Adverse events (grade 3 and above)
The ORs for the likelihood of various AEs occurring with T-DM1 compared with the different comparator treatments are summarized in Fig. 5. Treatment discontinuation due to an AE of grade 3 and above was less likely with T-DM1 than with other treatments that could be compared (there was no link between neratinib and T-DM1 in the network, and these therapies could not be compared), and discontinuation due to any AE was less likely with T-DM1 than with all other treatments except for neratinib. The SUCRA rankings for discontinuation due to an AE of grade 3 and above for approved treatments were: (1) T-DM1, (2) pertuzumab plus trastuzumab plus capecitabine, (3) trastuzumab plus capecitabine, (4) lapatinib plus capecitabine, and (5) capecitabine. The likelihood of serious AEs was lower with T-DM1 than with neratinib, or lapatinib plus capecitabine; no comparison with other treatments was possible (Fig. 5a).
The ORs indicated a substantially lower risk of diarrhea associated with T-DM1 than with other treatments, and this difference was reflected by the SUCRA rankings: (1) T-DM1, (2) capecitabine, (3) trastuzumab plus capecitabine, (4) lapatinib plus capecitabine, (5) pertuzumab plus trastuzumab plus capecitabine, and (6) neratinib. Most ORs for fatigue, nausea, vomiting, and neutropenia favored T-DM1 over other treatments; however, there was higher uncertainty for lower risk of vomiting with T-DM1 than with neratinib, or lapatinib plus capecitabine (Fig. 5b).
ORs indicated that increased AST was more likely with T-DM1 than with other treatments, and was least likely with capecitabine. The SUCRA rankings were: (1) capecitabine, (2) lapatinib plus capecitabine, (3) neratinib, (4) trastuzumab plus capecitabine, and (5) T-DM1. The risk of increased ALT with T-DM1 was higher than with trastuzumab plus capecitabine, lapatinib plus capecitabine, or capecitabine.

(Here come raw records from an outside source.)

PR #275, opened 2026-09-21
9/21/2026

kwcckw:


frame_2D_alg/agg_recursion.py
```diff
@@ -357,14 +357,16 @@ def cluster_C(root, E_,_r,_c):  # form centroids by clustering exemplar surround
...
+            if root.Ct: Ct.H += [root.Ct]
+            root.Ct = Ct; Ct.root = root
             for N in N_: N.fin, N.exe = 0, 0
             for n in [N for C in oC_ for N in C.N_]:  # exemplar V + sum n match_dev to Cs, m* ||C rvals
                 n.exe = (n.d if n.typ==1 else n.m) + sum(rt[1] for rt in n.root_) > ave
                 # or exemplars in med_?:
             med_ = [o.N_[int(np.argmax(o.m_))] for o in oC_]
             if gv_((_m *_c *wX) / (_r+cX) * ((len(med_)-1)*wL) - ave):
-                cross_comp(root, proj_L_(combinations(med_,2),root,_r), _r)
+                cross_comp(F2N(Ct), proj_L_(combinations(med_,2),root,_r), _r)  # parse Ct as root, same as B fork?
```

Effect size could not be quantified for mucosal inflammation. T-DM1 was consistently better than the comparators, but no mucosal inflammation events were reported in one of the cohorts in study EGF100151; removal of this study disconnected the network, preventing further analysis. Similarly, the absence of events in one arm of study GBG 26 prevented further analysis of thrombocytopenia; T-DM1 was consistently worse than the comparators but this could not be quantified, even when GBG 26 was removed from the network. T-DM1 was also consistently worse than comparators in terms of anemia events. The absence of such AEs in one arm of GBG 26 afforded the possibility to re-analyze with that study excluded; OR estimates for T-DM1 are shown in Online Resource 7. Finally, no effect size could be estimated for PPE, owing to PPE being a rare event in EMILIA, thereby preventing estimation of an OR.